Observo
con atención, aún desconfiado, aún con cautela. Todos los indicios
apuntan en la misma dirección. Respiro hondo y aflora esa sonrisa
que muy pocos conocen, la que todos, excepto el enemigo, desean ver.
La satisfacción es más que evidente, pero no ha sido un camino de
rosas y eso siempre deja huella. En
mis
ojos se
refleja
la dureza de la batalla, las noches en vela, la
desesperación del guerrero cuando se ve superado, cuando aparecen
las dudas y las fuerzas fallan, cuando el alma y el corazón
descienden a los infiernos...
Pero yo nací para ésto,
para superar cualquier obstáculo y entregarme a mi labor hasta sus
últimas consecuencias.
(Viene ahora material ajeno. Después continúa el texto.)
PR #1047, opened 2020-04-09
PKCS11: Validate session and get new if invalid - master

mrshah-at-work:
Signed-off-by: Mihir Shah <mrshah@us.ibm.com>

#### Type of change

- Bug fix

#### Description

Making the same change from https://github.com/hyperledger/fabric/pull/1022 into master

As described in [JIRA FAB-17722](https://jira.hyperledger.org/browse/FAB-17722):
Currently the pkcs11 code in fabric's bccsp module is set to have a session cache and reuse sessions if available in cache. If a session goes bad (due to connection issues with HSM), the session is not evicted from cache and will be reused. If all sessions go bad, the client will never be able to recover and keep using bad sessions.

#### Additional details

This code change:
- Moves creation of a new session to a new function `CreateSession`
- Validates the existing session by calling `GetSessionInfo`
- If found invalid, creates a new session and expects the old one to be garbage collected.
- The current test in pkcs11_test.go `TestPKCS11GetSession`, will test the new function as well. Let me know if I should add additional test to test `CreateSession` function.

#### Related issues

https://github.com/hyperledger/fabric/pull/1022
https://jira.hyperledger.org/browse/FAB-17722

PR #1124, opened 2020-04-18
Return Error From PKCS11 CreateSession

lindluni:
The current implementation of BCCSP performs a fatal logging function in the event it cannot open a session with the HSM. This is fine during startup when it's expected an exit might occur, but the createSession function is called during the standard code flow, i.e., when the cryptoServiceProvider's session pool is already completely in use (by default 10 sessions) a new session is created. So it is possible while running post-setup for the fatal log to occur when an expected error occurs, i.e., the HSM has reached its maximum session handles. Instead of issuing a fatal log call, we should return the error as it's probable the error is recoverable, or outside the control of Fabric itself (is a problem with the HSM).

Note: #1047 appears to have broke the tests for these function changes. If you run the PKCS11 tests using `go test -tags pkcs11 ./bccsp/pkcs11/...` the tests fail. When using `make unit-test` the failure doesn't occur (though it should, the test asserts that a panic occurs, but the test no longer panics due to the change Mihir introduced)

#### Type of change

#### Description

Prevents production environments from issuing a fatal logging call in a recoverable situation

### DIFF
--- a/bccsp/pkcs11/pkcs11.go
+++ b/bccsp/pkcs11/pkcs11.go
@@ -17,6 +17,7 @@ import (
 	"sync"
 
 	"github.com/miekg/pkcs11"
+	"github.com/pkg/errors"
 	"go.uber.org/zap/zapcore"
 )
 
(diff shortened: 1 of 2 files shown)


bccsp/pkcs11/pkcs11.go
```diff
@@ -51,46 +52,37 @@ func loadLib(lib, pin, label string) (*pkcs11.Ctx, uint, *pkcs11.SessionHandle,
...
 	}
 
-	session := createSession(ctx, slot, pin)
-
-	logger.Debugf("Created new pkcs11 session %+v on slot %d\n", session, slot)
-
-	if pin == "" {
-		return nil, slot, nil, fmt.Errorf("No PIN set")
-	}
-	err = ctx.Login(session, pkcs11.CKU_USER, pin)
```
denyeart, line 64: Why is this logic removed? It's not mentioned in the PR description... if it must be removed I'd suggest remove in a separate PR or add the motivation to the PR description.

lindluni: It's already performed in `createSession` it's accidentally duplicated code, removing it is inconsequential, the refactoring in #1047 caused this to become redundant and should have been removed there

bccsp/pkcs11/pkcs11.go
```diff
@@ -51,46 +52,37 @@ func loadLib(lib, pin, label string) (*pkcs11.Ctx, uint, *pkcs11.SessionHandle,
...
+func (csp *impl) getSession() (session pkcs11.SessionHandle, err error) {
 	select {
 	case session = <-csp.sessions:
-		_, err := csp.ctx.GetSessionInfo(session)
+		_, err = csp.ctx.GetSessionInfo(session)
 		if err != nil {
 			logger.Warningf("Get session info failed [%s], closing existing session and getting a new session\n", err)
 			csp.ctx.CloseSession(session)
-			session = createSession(csp.ctx, csp.slot, csp.pin)
+			session, err = createSession(csp.ctx, csp.slot, csp.pin)
```
caod123, line 73: Keep in mind this error will overwrite the one on line 69 for the purposes of the return on 82. Is there ever a case where we would not want to attempt creating a new Session if GetSessionInfo fails and we would want to return early? I'm guessing that's largely dependent on error handling specific errors from `GetSessionInfo`.

bccsp/pkcs11/pkcs11.go
```diff
@@ -129,7 +119,10 @@ func (csp *impl) returnSession(session pkcs11.SessionHandle) {
 // Look for an EC key by SKI, stored in CKA_ID
 func (csp *impl) getECKey(ski []byte) (pubKey *ecdsa.PublicKey, isPriv bool, err error) {
 	p11lib := csp.ctx
-	session := csp.getSession()
+	session, err := csp.getSession()
```
caod123, line 122: Do the callers of this function (and the ones below) need to care about getSession erroring and returning early? Or does nothing change in the caller's logic?

caod123 (commented):
General questions for better understanding. I'm more or less fine with the changes otherwise.

bccsp/pkcs11/pkcs11.go
lindluni: No the err on line 69 is essentially acting as an `ok` flag. Its used internally only to denote the session was invalid and we should attempt to close and open a new session to replace it (we don't attempt to derive the cause for the invalid session, so the error is simply logged and disgarded). The error propagated back to the caller should be the failure to create a new session, not the fact the the original session was invalid at some point in the flow.

bccsp/pkcs11/pkcs11.go
lindluni: My general assumption was, because there already existed error paths in these functions, there was proper error handling in the caller code. The fact is, if the session is bad, the subsequent calls would fail. You never had to worry about that happening before because if the session failed, the peer process exited.

Probably worth me checking into the callers and making sure things are handled properly up the stack

caod123: Yeah that's what I figured so my comment was more of a consideration. Otherwise LGTM

lindluni: It's a good consideration though, since we don't have an integration test on this code path, its difficult to say all of these pieces function perfectly well together, and something like this doesn't cause unintended consequences

caod123 (approved):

Los dioses me otorgaron un don y merecería
el peor de los castigos si no pusiese todo mi empeño y utilizase
todas mis habilidades en cada lid. No, ellos no me lo perdonarían,
ni yo tampoco.
Guardo, pues, todas mis
armas y utensilios, sin apartar los ojos del campo de batalla, libre
de cualquier fuerza hostil, limpio, puro. Pronto volverá a florecer
y será como antaño, un lugar bello y lleno de vida.
-
¿Y bien? - me
susurra una voz al oído.
- Es una clara
victoria.
- ¿Está curado?
Me doy la vuelta para
poder mirar los ojos de mi joven interlocutora, siempre ávida de
conocimiento, siempre con una pregunta en la recámara, siempre
inconformista.
- El oficio es duro,
se pierden muchas batallas – miro otra vez al niño postrado en la
cama – pero ésta guerra está ganada. El cáncer ha desaparecido
- ¡Joder, doctor!
Desde luego, el apodo del exterminador te va como anillo al dedo.
Hoy lo celebraremos por
todo lo alto, aunque será breve. Mañana habrá que buscar nuevos
retos y enfrentarnos a nuevos adversarios.